The child tax benefit is another issue. Every time the question of unemployment and poverty comes up in the House we hear the minister crow about the child tax benefit and what a glorious program it is. I heard the minister say that it is the most significant social policy since the 1960s.
I will explain what the reality is. This is not an anti-poverty measure. We are talking about a program where the additional $425 million will not even begin until July 1999. So much for helping poor kids who live in poor families. What will that help be? It will be a measly 80 cents a day. That is what we are saying to kids. The child tax benefit is not indexed and does not apply to people on welfare. There is not one mention in the budget about a national child care program.
If the government truly cares about poverty, about helping unemployed people and about equality as we heard today in glowing terms, why does the budget fail to address any of these measures? The reality is that the budget that was announced and debated will not close the gap between the wealthy and five million Canadians who are struggling to make ends meet and who are living below the poverty line.
The Reform Party says that it wants tax cuts. I will read from an article by Seth Klein of the Canadian Centre for Policy Alternatives published in the Canadian Review of Social Policy . The key goal is job creation. That should be the government's priority. The paper points out very eloquently that tax cuts are an inefficient way to create jobs. The tax cut theory rests on the unsubstantiated hope that consumers will spend more, that this in turn will translate into companies hiring more people, and that the evidence suggests direct government hiring and spending would create substantially more jobs than tax cuts.
If we pursue this information further we see from the latest information from Informetrica that directing $1 billion toward new government hiring would create 25,000 jobs in the first year. In contrast $1 billion toward personal income tax would create only 9,000 jobs.
There is a very real issue about what course the government has chosen. After four years of a slash and burn approach, of cutting the transfers to the provinces, not one new dollar was included in the budget in terms of restoring and reinvesting in education and social programs.
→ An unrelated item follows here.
PR #1858, opened 2025-09-28
Throw `SecurityError` on non-trustworthy URLs in `fetchLater`

TimvdLippe:
Per https://github.com/web-platform-tests/wpt/blob/c009ca2fa7d311b1a257222aa0f9fd7706ffa4d6/fetch/fetch-later/basic.https.window.js#L54-L59 it should not throw a `TypeError`, but a `SecurityError` instead.

***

It is the height of cynicism and hypocrisy that even the measures around the child tax benefit will do nothing to seriously alleviate poverty.
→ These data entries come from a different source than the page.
PR #1859, opened 2025-09-28
Expose `fetchLater` only in a SecureContext

TimvdLippe:
Tested per https://github.com/web-platform-tests/wpt/blob/c009ca2fa7d311b1a257222aa0f9fd7706ffa4d6/fetch/fetch-later/non-secure.window.js

### DIFF
--- a/fetch.bs
+++ b/fetch.bs
@@ -9269,7 +9269,7 @@ interface FetchLaterResult {
 };
 
 partial interface Window {
-  [NewObject] FetchLaterResult fetchLater(RequestInfo input, optional DeferredRequestInit init = {});
+  [NewObject, SecureContext] FetchLaterResult fetchLater(RequestInfo input, optional DeferredRequestInit init = {});
 };
 </pre>
 


TimvdLippe:
https://github.com/web-platform-tests/wpt/pull/55123 updates the IDL test to run in a secure context to check for the existence of `fetchLater`. Currently Chromium browsers fail these tests: https://wpt.fyi/results/fetch/api/idlharness.any.html?label=experimental&label=master&aligned

annevk:
cc @noamr

noamr:
LGTM
CC @mingyc

annevk:
This is a normative change and therefore would normally require the PR template. I'm going to waive that requirement given that Chromium is supportive and is the only implementation so far (out of Chromium, Gecko, and WebKit) and we already have test coverage. It should also be non-controversial as this API is partially permission-gated and permissions shouldn't work without HTTPS.

annevk:
Thanks @TimvdLippe!

noamr:
> This is a normative change and therefore would normally require the PR template. I'm going to waive that requirement given that Chromium is supportive and is the only implementation so far (out of Chromium, Gecko, and WebKit) and we already have test coverage. It should also be non-controversial as this API is partially permission-gated and permissions shouldn't work without HTTPS.

Also it was gated by a security error anyway when used outside of a potentially trustworthy context. So this mainly reduces the error surface rather than changes functionality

Did the budget speak to a progressive taxation system? Absolutely not. There was silence on that measure.
Did the budget deal with the $7.5 billion that the banks are racking up in profits? Did it speak to reinvesting that money so that ordinary Canadians could benefit? There was not a word about that.
In closing, according to my constituents and other people across Canada the budget failed miserably to address the growing inequality in Canada. It lacked the leadership, the vision and the courage to tackle head on the crisis of unemployment and the lack of jobs.
The reality is that this was a banker's budget, not a people's budget.